Auch dort geht es um offene Strukturen, um Begegnung, Austausch und eine Arbeitswelt,
die Menschen aus unterschiedlichen Bereichen zusammenbringen soll.
Das von Henn Architekten entworfene Gebäude wurde 2018 fertiggestellt und bildet
so etwas wie das kommunikative Herz des Campus. aus.
Mit Café, Lounge, Auditorium, Bibliothek, Werkstätten und offenen Bürobereichen.
Also frage ich ihn, ob das Konzept des TSC ähnlich gedacht ist wie drüben im Innovation Center?
Das ist sehr ähnlich vom Arbeitsplatzkonzept, wobei wir.
Ein Innovation Center, ursprünglich gar nicht auf das Thema Activity-Based Working.
Man muss ja auch nochmal nicht alles, was offene arbeitsliche Konzepte sind,
ist Activity-Based Working.
Also Activity-Based Working, da ist ein ganz, ganz wichtiges Markmal,
dass es eben eine nicht zugewiesene Arbeitswelt ist.

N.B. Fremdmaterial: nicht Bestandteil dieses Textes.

PR #2255, opened 2025-04-26
V4 Changed reference data dataset to qualified name

tombaeyens:
FYI, the docs will be updated in another PR


soda-core/src/soda_core/common/dataset_identifier.py
```diff
@@ -10,11 +17,29 @@ def __init__(self, data_source_name: str, prefixes: list[str], dataset_name: str
         self.dataset_name = dataset_name
 
     @classmethod
-    def parse(cls, identifier: Optional[str]) -> "DatasetIdentifier":
-        if not identifier:
+    def read(cls, yaml_object: YamlObject, yaml_key: str, required: bool = True) -> Optional[str]:
```
nielsn, line 20: I don't like having to deal with `YamlObject` instances here. 

This class should be kept clean, just dealing with strings at most.

soda-core/src/soda_core/contracts/impl/contract_yaml.py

Das bedeutet, die Mitarbeiter, die wählen sich, also man stellt quasi Arbeitsplätze
zur Verfügung, aber jeder wählt quasi selber den Arbeitsplatz, den er haben möchte.
Und in den früheren offenen Arbeitsplatzkonzepten, die wir, sage ich mal,
bisher durchaus am Standort auch
hatten, da hat trotzdem noch jeder seinen eigenen Schreibtisch gehabt.
Also da war so dieses personell zugeordnete Thema, das ist seit vielen Jahren
in offenen Arbeitsplatzkonzepten umgesetzt.
Aber es ist tatsächlich jetzt auch mit dem Thema, was wir merken,
dass immer mehr hybride Besprechungen da sind.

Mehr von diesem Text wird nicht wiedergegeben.